Understanding partial derivatives is crucial when dealing with functions of several variables. In this context, a partial derivative measures how a function changes as one of its variables changes, while the others remain constant.
For a function like \( z = \frac{x}{y^2 + 1} \), we find partial derivatives \( \frac{\partial z}{\partial x} \) and \( \frac{\partial z}{\partial y} \).

Here's a quick breakdown:

• \( \frac{\partial z}{\partial x} = \frac{1}{y^2 + 1} \): This shows how \( z \) changes as \( x \) changes, keeping \( y \) constant.
• \( \frac{\partial z}{\partial y} = -\frac{2xy}{(y^2 + 1)^2} \): This reflects the change in \( z \) with variations in \( y \), while \( x \) remains fixed.

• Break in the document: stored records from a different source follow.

PR #3752, opened 2023-10-19
chore: add visual test for scoped theme providers

plagoa:


.storybook/manager.ts
```diff
@@ -11,4 +11,11 @@ addons.setConfig({
   enableShortcuts: true,
   showNav: true,
   showPanel: true,
+  sidebar: {
+    filters: {
+      patters: (item) => {
+        return !item.tags.includes("test");
+      },
+    },
+  },
```
zettca, line 20: There's a built-in feature to hide specific stories: `docs: { disable: true }`
See https://github.com/lumada-design/hv-uikit-react/blob/master/docs/foundation/Icons/Usage.stories.tsx#L105

zettca: apparently it doesn't work for this case

zettca (approved):
👍

MEsteves22 (approved):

By recognizing these derivatives, we can understand how changes in each variable will impact the function's outcome.

The chain rule is a fundamental concept in calculus, especially when dealing with composite functions. When used in multivariable calculus, it allows us to find the derivative of a function with several variables in relation to another variable.

To apply the multivariable chain rule for a function \( z = f(x, y) \) where \( x = g(t) \) and \( y = h(t) \):

• We use the formula: \( \frac{dz}{dt} = \frac{\partial z}{\partial x} \frac{dx}{dt} + \frac{\partial z}{\partial y} \frac{dy}{dt} \).
• This requires calculating \( \frac{dx}{dt} \) and \( \frac{dy}{dt} \), i.e., the derivatives of \( x \) and \( y \) with respect to \( t \).

Understanding this rule is pivotal, as it ties together multiple functions into one unified derivative. This capability is essential for examining how changes in independent variables impact the function being analyzed.

Trigonometric identities are useful tools that simplify the process of finding derivatives in trigonometric calculations. In many cases, when functions involve \( \sin \) and \( \cos \), knowing these identities can help streamline the process.
For example, consider:

• \( x = \cos(t) \) implies \( \frac{dx}{dt} = -\sin(t) \)
• \( y = \sin(t) \) implies \( \frac{dy}{dt} = \cos(t) \)

Using these identities simplifies the derivative finding process by linking the function's components together.

Additionally, applying these identities at specific points, such as \( t = \frac{\pi}{2} \), helps evaluate the function's behavior at that exact moment. In this case, using \( \cos\left(\frac{\pi}{2}\right) = 0 \) and \( \sin\left(\frac{\pi}{2}\right) = 1 \), we can determine the values needed for accurate differentiation.